Strings in ILE native methods

Many Java™ Native Interface (JNI) functions accept C language-style strings as parameters. For example, the FindClass() JNI function accepts a string parameter that specifies the fully-qualified name of a class file. If the class file is found, it is loaded by FindClass(), and a reference to it is returned to the caller of FindClass().

All JNI functions expect their string parameters to be encoded in UTF-8. For details on UTF-8, you can refer to the JNI Specification, but in most cases it is enough to observe that 7-bit American Standard Code for Information Interchange (ASCII) characters are equivalent to their UTF-8 representation. 7-bit ASCII characters are actually 8-bit characters but their first bit is always 0. So, most ASCII C strings are actually already in UTF-8.

The integrated language environment (ILE) C compiler on the server operates in extended binary-coded decimal interchange code (EBCDIC) by default, so strings passed to JNI functions need to be converted to UTF-8. There are two ways to do this. You can use literal strings, or you can use dynamic strings. Literal strings are strings whose value is known when the source code is compiled. Dynamic strings are strings whose value is not known at compile time, but is actually computed at run time.

Literal strings

If the string can be represented in ASCII, as most are, then the string can be bracketed by pragma statements that change the current codepage of the compiler. Then, the compiler stores the string internally in the UTF-8 form that is required by the JNI. If the string cannot be represented in ASCII, it is easier to treat the original extended binary-coded decimal interchange code (EBCDIC) string as a dynamic string, and process it using iconv() before passing it to the JNI.
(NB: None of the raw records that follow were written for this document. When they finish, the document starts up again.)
PR #88, opened 2026-04-10
Fix/rotate mirror

tnemrap:
## Problem

Three related bugs in schematic mirror/rotate handling:

1. `rotate_schematic_component` with `mirror="x"` or `mirror="y"` always crashed:
   `'NoneType' object has no attribute 'value'`
   (kicad-skip has no API for `(mirror x/y)` on placed symbols)

2. `add_schematic_net_label` injected `(fields_autoplaced yes)` causing
   incorrect visual rendering, and hardcoded `(justify left bottom)`
   regardless of orientation (should be `right` for 180°/270°).

3. `get_schematic_pin_locations` ignored mirror flags — pin coordinates
   were unchanged after mirror_x or mirror_y.

## Fix

**rotate_schematic_component** — rewritten to use `sexpdata` (same
approach as `move_schematic_component`). Two new helpers in `WireDragger`:
- `compute_pin_positions_for_rotation`: computes old/new pin world positions when rotation/mirror changes
- `update_symbol_rotation_mirror`: updates `(at)` rotation and `(mirror x/y)` token correctly
Connected wires are dragged via the existing `drag_wires` infrastructure.

**add_schematic_net_label** — switched from manual sexpdata construction
to `kicad-skip clone()` from an existing label. Eliminates `fields_autoplaced`
and sets justify correctly based on orientation.

**get_schematic_pin_locations** — added `_get_symbol_transform()` which
reads position, rotation, and mirror flags directly from the `.kicad_sch`
file via sexpdata. `get_pin_location` now uses `WireDragger.pin_world_xy`
for correct mirror+rotate+translate. `get_pin_angle` now applies
mirror-induced angle reflection before adding symbol rotation.

## Test results (verified in Claude Desktop)

| Test | Result |
|------|--------|
| `mirror="x"` — no crash | ✅ |
| `mirror="y"` — no crash | ✅ |
| Remove mirror | ✅ |
| Pin positions after `mirror_x` | ✅ |
| Pin positions after `mirror_y` | ✅ |
| Pin positions after remove | ✅ |

### DIFF
--- a/python/commands/pin_locator.py
+++ b/python/commands/pin_locator.py
@@ -25,6 +25,7 @@ class PinLocator:
         """Initialize pin locator with empty cache"""
         self.pin_definition_cache = {}  # Cache: "lib_id:symbol_name" -> pin_data
         self._schematic_cache: Dict[str, object] = {}  # Cache: path -> loaded Schematic
+        self._sexp_cache: Dict[str, Any] = {}  # Cache: path -> parsed sexpdata (mirror-aware)
 
     @staticmethod
     def parse_symbol_definition(symbol_def: list) -> Dict[str, Dict]:
@@ -216,6 +217,35 @@ class PinLocator:
             pass
         return None
 
+    def _get_symbol_transform(
+        self, schematic_path: Path, symbol_reference: str
+    ) -> Optional[Tuple[float, float, float, bool, bool, str]]:
+        """
+        Read symbol position, rotation, mirror flags, and lib_id directly from the
+        .kicad_sch file via sexpdata (authoritative — not kicad-skip cache, which
+        does not reflect mirror/rotation changes made by rotate_schematic_component).
+
+        Returns (x, y, rotation, mirror_x, mirror_y, lib_id) or None.
+        """
+        import sexpdata as _sexpdata
+        from commands.wire_dragger import WireDragger
+
+        sch_key = str(schematic_path)
+        try:
+            if sch_key not in self._sexp_cache:
+                with open(schematic_path, "r", encoding="utf-8") as f:
+                    self._sexp_cache[sch_key] = _sexpdata.loads(f.read())
+        except Exception as e:
+            logger.error(f"_get_symbol_transform: failed to parse {schematic_path}: {e}")
+            return None
+
+        found = WireDragger.find_symbol(self._sexp_cache[sch_key], symbol_reference)
+        if found is None:
+            return None
+
+        _, sym_x, sym_y, rotation, lib_id, mirror_x, mirror_y = found
+        return sym_x, sym_y, rotation, mirror_x, mirror_y, lib_id
+
     def get_pin_angle(
         self, schematic_path: Path, symbol_reference: str, pin_number: str
     ) -> Optional[float]:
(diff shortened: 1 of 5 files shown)


python/kicad_interface.py
```diff
@@ -2123,47 +2123,70 @@ def _handle_move_schematic_component(self, params: Dict[str, Any]) -> Dict[str,
...
-            for symbol in schematic.symbol:
-                if not hasattr(symbol.property, "Reference"):
+            found = WireDragger.find_symbol(sch_data, reference)
+            if found is None:
+                return {"success": False, "message": f"Component {reference} not found"}
+
+            # Determine new mirror state from current + requested
+            _, _, _, _, _, old_mirror_x, old_mirror_y = found
+            new_mirror_x = (mirror == "x")
+            new_mirror_y = (mirror == "y")
```
Mehanik: Hi! Nice work on the sexpdata rewrite — the wire-dragging integration is a great improvement.

I noticed a potential issue with how the existing mirror state is handled when the caller only wants to rotate (i.e. `mirror` param is `None`).

Currently:
```python
new_mirror_x = (mirror == "x")   # False when mirror is None
new_mirror_y = (mirror == "y")   # False when mirror is None
```

If a symbol already has `(mirror x)` in the file and the user calls `rotate_schematic_component` with just `angle=90` (no `mirror` param), both `new_mirror_x` and `new_mirror_y` will be `False`. This flows into:

1. **`compute_pin_positions_for_rotation`** — computes the new pin positions as if the symbol is unmirrored, so wire endpoints get dragged to the wrong locations.
2. **`update_symbol_rotation_mirror`** — receives `new_mirror=None`, which its docstring explicitly says *"removes any existing mirror token"*. So the existing `(mirror x)` is silently stripped.

The net effect: a rotate-only call on a mirrored symbol will **remove the mirror and mis-drag the wires**.

I see that `old_mirror_x` / `old_mirror_y` are already read from `find_symbol` on the line above but never used. A possible fix:

```python
# Preserve existing mirror state when mirror param is not provided
if mirror is None:
    new_mirror_x = old_mirror_x
    new_mirror_y = old_mirror_y
    effective_mirror = "x" if old_mirror_x else ("y" if old_mirror_y else None)
else:
    new_mirror_x = (mirror == "x")
    new_mirror_y = (mirror == "y")
    effective_mirror = mirror
```

Then pass `effective_mirror` to `update_symbol_rotation_mirror` instead of `mirror`.

Would love to hear your thoughts!

python/commands/pin_locator.py
```diff
@@ -228,19 +217,57 @@ def get_pin_angle(
...
+        .kicad_sch file via sexpdata (authoritative — not kicad-skip cache).
+
+        Returns (x, y, rotation, mirror_x, mirror_y, lib_id) or None.
+        """
+        import sexpdata as _sexpdata
+        from commands.wire_dragger import WireDragger
+
+        try:
+            with open(schematic_path, "r", encoding="utf-8") as f:
+                sch_data = _sexpdata.loads(f.read())
```
Mehanik: This method re-reads and re-parses the entire `.kicad_sch` file from disk on every call, but it's called from `get_pin_location` and `get_pin_outward_angle` which are typically invoked in tight loops (once per pin). For a 16-pin IC that's 16 full file reads and `sexpdata.loads()` parses.

The class already has `self._schematic_cache` used by other methods — it would be great to either reuse that cache here or accept the parsed `sch_data` as a parameter to avoid the repeated I/O.

python/kicad_interface.py
tnemrap: Fixed in commit 6b3d1a7. When mirror is None, the handler now reads the component's existing mirror flags (old_mirror_x / old_mirror_y) from the parsed S-expression and uses those as effective_mirror, so a rotation-only call no longer silently clears a mirrored state.

python/commands/pin_locator.py
tnemrap: Fixed in commit 6b3d1a7. PinLocator now has a _sexp_cache dict (keyed by path) that stores the parsed sexpdata tree. _get_symbol_transform reads from the cache on subsequent calls, so the file is parsed at most once per schematic per PinLocator instance regardless of how many pins are looked up.

tnemrap:
Rebased onto current main (resolving conflicts in wire_dragger.py, wire_manager.py, pin_locator.py, and kicad_interface.py).

Also addressed the two review comments from this PR:

Mirror state preservation — when mirror is None, the handler now reads the component's existing mirror flags from the file and preserves them, so a rotation-only call no longer silently clears a mirrored component.

_get_symbol_transform performance — PinLocator now caches the parsed sexpdata tree in _sexp_cache (keyed by path), so the schematic file is parsed at most once per instance instead of once per pin lookup.

One additional test fix: upstream added from annotations import AnnotationLoader and promoted from commands.wire_manager import WireManager to module-level; the smoke test now stubs annotations and adds python/ to sys.path so all imports resolve in a plain environment.

All 10 tests pass.

Mehanik:
Thank you! Merged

For example, to find the class named java/lang/String, the code looks like this:

    #pragma convert(819)
    myClass = (*env)->FindClass(env,"java/lang/String");
    #pragma convert(0)

The first pragma, with the number 819, informs the compiler to store all subsequent double-quoted strings (literal strings) in ASCII. The second pragma, with the number 0, tells the compiler to revert to the default code page of the compiler for double-quoted strings, which is usually the EBCDIC code page 37. So, by bracketing this call with these pragmas, we satisfy the JNI requirement that string parameters are encoded in UTF-8.

Caution: Be careful with text substitutions. For example, if your code looks like this:

    #pragma convert(819)
    #define MyString "java/lang/String"
    #pragma convert(0)
    myClass = (*env)->FindClass(env,MyString);

Then, the resulting string is EBCDIC, because the value of MyString is substituted into the FindClass() call during compilation. At the time of this substitution, the pragma, number 819, is not in effect. Thus, literal strings are not stored in ASCII.

Converting dynamic strings to and from EBCDIC, Unicode, and UTF-8

To manipulate string variables that are computed at run time, it may be necessary to convert strings to and from EBCDIC, Unicode, and UTF-8. Conversions can be done using the iconv() API. In Example 3 of the using the Java Native Interface for native methods examples, the routine creates, uses, and then destroys the iconv() conversion descriptor. This scheme avoids the problems with multithreaded use of an iconv_t descriptor, but for performance sensitive code it is better to create a conversion descriptor in static storage, and moderate multiple access to it using a mutual exclusion (mutex) or other synchronization facility.